Clicks offended thousands of people with their advert that showed black hair labelled as “dry and damaged.” Meanwhile, a photo of white hair looked silky and just perfect. Many people felt it racist and disgusted, they slammed the company for it. In fact, the EFF climbed in and condemned it as “a human rights violation.”
Clicks apology about the natural hair community raises more ire
If you think the alcohol and cigarette ban got people worked up, well, this seemingly takes the cake. #ClicksMustFall trends on Twitter today. And this time, for their apology that sounded rather lame, some people think. It’s not clear, but possibly, they even deleted and re-edited the apology on Twitter. But of course, that could be photoshopped as it came after the latest apology tweet timestamp.

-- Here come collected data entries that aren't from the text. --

PR #1471, opened 2022-10-11
feat: Only customize names without Input-suffix

brodin:
If a field is already called `FooInput` it will today be changed to `FooInputInput` if I don't explicitly change provide a `@GQLInputName` annotation, which is not what I expect since I already took precautions to avoid clashes.


frekw:
I would give this a 👍 since it's something that's annoyed me multiple times in the past (I also tend to suffix my inputs with `Input` to make it easier to map GQL -> Scala).

ghostdogpr:
Sounds reasonable to me!

Can you apply the same logic to Scala 2?
You will also need to run `fmt` in sbt to format the code.

kyri-petrou:
Just came across this PR while looking at my own PR and thought to just point out something _just in case_. I really like the idea because I came across this "issue" before, but it will introduce breaking changes to the schemas of users that would be affected by this change, as the input type name will change from `XXInputInput` to `XXInput`.

Not entirely sure what percentage of users this would affect, and of them, how many don't run schema compatibility checks during CI, nor whether this should be of any concern to the library itself. Still, I think it would be good to explicitly warn about this in the release notes

brodin:
> Just came across this PR while looking at my own PR and thought to just point out something _just in case_. I really like the idea because I came across this "issue" before, but it will introduce breaking changes to the schemas of users that would be affected by this change, as the input type name will change from `XXInputInput` to `XXInput`.
> 
> Not entirely sure what percentage of users this would affect, and of them, how many don't run schema compatibility checks during CI, nor whether this should be of any concern to the library itself. Still, I think it would be good to explicitly warn about this in the release notes

Great point @kyri-petrou ! Maybe removing the helper is the only sustainable thing to do? And do a breaking change? This kind of "magic" fixers is maybe not a connivance that it worth having?

frekw:
@kyri-petrou excellent points.

Personally, I think this is a change worth making regardless. The two places where backwards compat breaks are, as you say, CI checks and/or parameterized queries. And if anyone is using parameterized queries I think the chances that they've used the annotations to fix this already is fairly high (because `$foo: FooInputInput`) sticks out like a sore thumb. But _definitely_ something we should highlight prominently in the changelog.

ghostdogpr:
Yeah I can increase the minor version when I release rather than the patch version (so it would be 1.5.0 / 2.1.0) to make sure we emphasize on this change.

core/src/main/scala-3/caliban/schema/SchemaDerivation.scala
```diff
@@ -29,7 +29,11 @@ trait SchemaDerivation[A] {
    * GraphQL needs 2 different types, and they can't have the same name.
    * By default, we add the "Input" suffix after the type name.
```
ghostdogpr: Can you also edit the comment to specify it's not done if the suffix is already present?

brodin: Did my best, but it will not win any nobel literature prize, feedback wanted 🙏

brodin:
> Sounds reasonable to me!
> 
> Can you apply the same logic to Scala 2? You will also need to run `fmt` in sbt to format the code.

It did not allow me to use the very scala-esk pattern matching for scala-2, should I align the two implementations?

ghostdogpr (approved):
Looks good, thanks!
We are preparing a major version 2.1 that will have a few breaking changes so it's a good time to merge this in.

Actually, many people shared a screenshot that said. “Hi, we are deeply sorry our We have offended our natural hair community. We have removed the images which goes against everything we breathe in at clicks we do not condone racism and are strong advocates of natural hair. We will put in place stricter measures on our website.”

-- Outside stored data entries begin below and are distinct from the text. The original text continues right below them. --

PR #1480, opened 2022-10-27
Deferred execution

paulpdaniels:
Description copied over from #1378 

Update: The spec has been moved forward, defer is now supported out of the box by apollo-client, so I am re-opening this to not forget about it.

Adds experimental support for the `@defer` ~and the `@stream`~ based on the current [RFC](https://github.com/graphql/graphql-wg/blob/main/rfcs/DeferStream.md) and supercedes #1148  

You can read more at the provided links but the tldr for it is that when enabled the client can make requests such as

```graphql
{
  characters {
    name
    ... @defer(label:"moreinfo") {
        # Note that @stream will not be part of this PR but left as an example
    	nicknames @stream(initialCount:1)
        connections(by:Origin) {
          name
        }
    }
  }
}
```

And the executor will move deferred and streaming components into a separate execution chain that will be delivered _after_ the primary payload. To do this the server adapter needs to detect the presence of deferred fields and switch the response from `application/json` to `multipart/mixed` (optionally we could also look at supporting `text/eventstream` or via websockets). The primary payload is then sent with the deferred fields not included, but has a couple extra top-level fields indicating that there is more data coming. The subsequent payloads contain data as well as a `path` which tells the client how to patch in the data.

Because this behavior is still experimental (very few clients support it) it is still opt-in, and because using it requires the transport to be changed it is much safer to force servers to opt-in to this behavior, especially if they roll their own adapters.

For testing I forked this lib: https://github.com/n1ru4l/graphql-bleeding-edge-playground and modified some values locally so I could test against a running server, though I still have a task to fix all the adapters because in order to support the streaming behavior the response types needed to be updated to use binary streams directly instead of the higher level `GraphQLResponse`.

- [x] Fix Http4s encoding
- [x] Test all the adapters
- [ ] Update the docs

Further reading:

The working group repository for the defer/stream specification
https://github.com/robrichard/defer-stream-wg

*Edit:*

There were some changes to the spec that I need to account for: https://github.com/graphql/graphql-spec/pull/742/files

### DIFF
--- a/adapters/akka-http/src/main/scala/caliban/AkkaHttpAdapter.scala
+++ b/adapters/akka-http/src/main/scala/caliban/AkkaHttpAdapter.scala
@@ -9,6 +9,7 @@ import caliban.execution.QueryExecution
 import caliban.interop.tapir.TapirAdapter.{
   zioMonadError,
   CalibanBody,
+  CalibanEndpoint,
   CalibanPipe,
   CalibanResponse,
   TapirResponse,
@@ -45,30 +46,14 @@ class AkkaHttpAdapter private (private val options: AkkaHttpServerOptions)(impli
     requestCodec: JsonCodec[GraphQLRequest],
     responseCodec: JsonCodec[ResponseValue]
   ): Route = {
-    val endpoints: List[ServerEndpoint[ZioStreams, RIO[R, *]]] = TapirAdapter.makeHttpService[R, E](
+    val endpoints: List[CalibanEndpoint[R]] = TapirAdapter.makeHttpService[R, E](
       interpreter,
       skipValidation,
       enableIntrospection,
       queryExecution,
       requestInterceptor
     )
-    akkaInterpreter.toRoute(
-      endpoints.map(endpoint =>
-        convertHttpStreamingEndpoint(
-          endpoint.asInstanceOf[
-            ServerEndpoint.Full[
-              Unit,
-              Unit,
-              (GraphQLRequest, ServerRequest),
-              TapirResponse,
-              CalibanResponse,
-              ZioStreams,
-              RIO[R, *]
-            ]
-          ]
-        )
-      )
-    )
+    akkaInterpreter.toRoute(endpoints.map(convertHttpStreamingEndpoint[R, (GraphQLRequest, ServerRequest)]))
   }
 
   def makeHttpUploadService[R, E](
@@ -91,21 +76,7 @@ class AkkaHttpAdapter private (private val options: AkkaHttpServerOptions)(impli
       queryExecution,
       requestInterceptor
     )
-    akkaInterpreter.toRoute(
-      convertHttpStreamingEndpoint(
-        endpoint.asInstanceOf[
-          ServerEndpoint.Full[
-            Unit,
-            Unit,
-            (GraphQLRequest, ServerRequest),
-            TapirResponse,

The current post on Twitter leaves out “Natural hair community.” People commented on that, and one said “It’s the fact that you call us “ natural hair community” … Kanty who’s approving these tweets ?? Are we any different from people with natural hair?? What do you mean community?”
Sorry Clicks – apology not accepted
Even without any mention of the “natural hair community,” people remain incensed and threaten to boycott the outlet. EWN reported that EFF trashed the company, and called it “a human rights violation.” The party also said that “the portrayal reinforced a racist narrative of the abnormality of blackness as opposed to whiteness.”
It seems that many people agree on the “racist” message, And, while the company apologised, sorry Clicks, but people just don’t accept that. One angry person tweeted, a picture of their Clicks Card sliced and diced. They wrote, “Apology not acceptable.”
Does the retailer tell lies about being sorry?
Another angry South African noted, “This is the rehearsed apology I was talking about. These people are too predictable…If they are serious let’s see them firing someone.” Clearly, people don’t buy into the apology. One person noted, “You lie. It was deliberate…ad campaigns are planned and messages are deliberate. This is downright racist.”